START DATA FOR ANALYSIS

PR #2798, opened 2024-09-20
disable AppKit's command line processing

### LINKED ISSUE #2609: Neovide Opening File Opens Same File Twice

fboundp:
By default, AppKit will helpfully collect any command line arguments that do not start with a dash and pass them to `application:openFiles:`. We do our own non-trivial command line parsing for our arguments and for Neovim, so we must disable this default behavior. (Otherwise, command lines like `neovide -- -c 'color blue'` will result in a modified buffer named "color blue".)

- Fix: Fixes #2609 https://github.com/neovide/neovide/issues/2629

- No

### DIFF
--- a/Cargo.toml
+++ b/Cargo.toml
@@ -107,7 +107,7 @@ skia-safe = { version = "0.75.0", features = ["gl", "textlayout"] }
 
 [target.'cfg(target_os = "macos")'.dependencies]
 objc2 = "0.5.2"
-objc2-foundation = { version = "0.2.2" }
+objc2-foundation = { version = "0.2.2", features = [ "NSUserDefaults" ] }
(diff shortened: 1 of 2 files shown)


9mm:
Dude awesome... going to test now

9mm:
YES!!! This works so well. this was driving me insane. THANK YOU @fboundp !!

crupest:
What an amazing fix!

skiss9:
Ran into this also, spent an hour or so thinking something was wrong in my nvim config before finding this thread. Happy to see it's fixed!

END DATA FOR ANALYSIS
START DATA FOR ANALYSIS

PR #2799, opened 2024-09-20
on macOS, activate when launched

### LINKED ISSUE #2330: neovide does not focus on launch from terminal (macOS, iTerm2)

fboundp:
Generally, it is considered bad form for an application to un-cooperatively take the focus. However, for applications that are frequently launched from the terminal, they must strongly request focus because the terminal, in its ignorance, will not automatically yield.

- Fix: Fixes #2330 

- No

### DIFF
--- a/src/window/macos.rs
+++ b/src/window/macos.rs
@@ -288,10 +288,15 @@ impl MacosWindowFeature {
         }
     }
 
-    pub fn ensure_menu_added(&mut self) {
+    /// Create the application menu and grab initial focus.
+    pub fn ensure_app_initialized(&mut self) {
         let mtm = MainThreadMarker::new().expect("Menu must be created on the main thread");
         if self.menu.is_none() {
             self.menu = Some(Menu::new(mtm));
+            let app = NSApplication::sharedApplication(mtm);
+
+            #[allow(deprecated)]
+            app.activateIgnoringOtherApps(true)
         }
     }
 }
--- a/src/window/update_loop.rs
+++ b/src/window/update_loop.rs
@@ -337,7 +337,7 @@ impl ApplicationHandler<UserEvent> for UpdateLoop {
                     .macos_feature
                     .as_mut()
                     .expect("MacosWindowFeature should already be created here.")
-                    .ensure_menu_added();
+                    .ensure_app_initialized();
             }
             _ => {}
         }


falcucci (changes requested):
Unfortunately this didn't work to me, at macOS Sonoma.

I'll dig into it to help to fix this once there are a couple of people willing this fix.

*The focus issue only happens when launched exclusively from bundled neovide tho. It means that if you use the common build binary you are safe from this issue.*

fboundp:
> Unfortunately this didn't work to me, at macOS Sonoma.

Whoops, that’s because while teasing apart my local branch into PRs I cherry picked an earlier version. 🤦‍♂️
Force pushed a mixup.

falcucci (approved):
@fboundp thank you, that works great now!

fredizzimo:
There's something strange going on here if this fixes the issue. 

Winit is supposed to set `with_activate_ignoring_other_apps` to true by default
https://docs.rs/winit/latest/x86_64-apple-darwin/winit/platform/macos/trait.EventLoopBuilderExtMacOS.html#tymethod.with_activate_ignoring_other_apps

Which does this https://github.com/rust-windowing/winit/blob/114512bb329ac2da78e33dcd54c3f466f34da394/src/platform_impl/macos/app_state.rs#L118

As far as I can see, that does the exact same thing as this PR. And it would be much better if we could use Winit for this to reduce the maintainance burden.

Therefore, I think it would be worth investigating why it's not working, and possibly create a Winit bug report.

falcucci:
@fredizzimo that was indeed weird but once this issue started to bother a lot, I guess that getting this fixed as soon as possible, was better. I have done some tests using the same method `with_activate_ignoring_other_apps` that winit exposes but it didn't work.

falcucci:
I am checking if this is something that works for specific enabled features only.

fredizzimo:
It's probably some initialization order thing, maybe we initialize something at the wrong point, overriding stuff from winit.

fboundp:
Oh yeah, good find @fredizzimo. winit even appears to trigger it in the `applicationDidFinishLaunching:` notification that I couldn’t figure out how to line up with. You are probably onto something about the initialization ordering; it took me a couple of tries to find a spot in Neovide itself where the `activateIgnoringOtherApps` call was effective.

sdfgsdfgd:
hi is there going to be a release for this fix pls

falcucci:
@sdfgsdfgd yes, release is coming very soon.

END DATA FOR ANALYSIS

ASSIGNED TASK:
Send back an exact copy of only the lines from the line with "PR #2798, opened 2024-09-20" up to and including the line with "Ran into this" in the data above.

EXERCISE SOLUTION:
PR #2798, opened 2024-09-20
disable AppKit's command line processing

### LINKED ISSUE #2609: Neovide Opening File Opens Same File Twice

fboundp:
By default, AppKit will helpfully collect any command line arguments that do not start with a dash and pass them to `application:openFiles:`. We do our own non-trivial command line parsing for our arguments and for Neovim, so we must disable this default behavior. (Otherwise, command lines like `neovide -- -c 'color blue'` will result in a modified buffer named "color blue".)

- Fix: Fixes #2609 https://github.com/neovide/neovide/issues/2629

- No

### DIFF
--- a/Cargo.toml
+++ b/Cargo.toml
@@ -107,7 +107,7 @@ skia-safe = { version = "0.75.0", features = ["gl", "textlayout"] }
 
 [target.'cfg(target_os = "macos")'.dependencies]
 objc2 = "0.5.2"
-objc2-foundation = { version = "0.2.2" }
+objc2-foundation = { version = "0.2.2", features = [ "NSUserDefaults" ] }
(diff shortened: 1 of 2 files shown)


9mm:
Dude awesome... going to test now

9mm:
YES!!! This works so well. this was driving me insane. THANK YOU @fboundp !!

crupest:
What an amazing fix!

skiss9:
Ran into this also, spent an hour or so thinking something was wrong in my nvim config before finding this thread. Happy to see it's fixed!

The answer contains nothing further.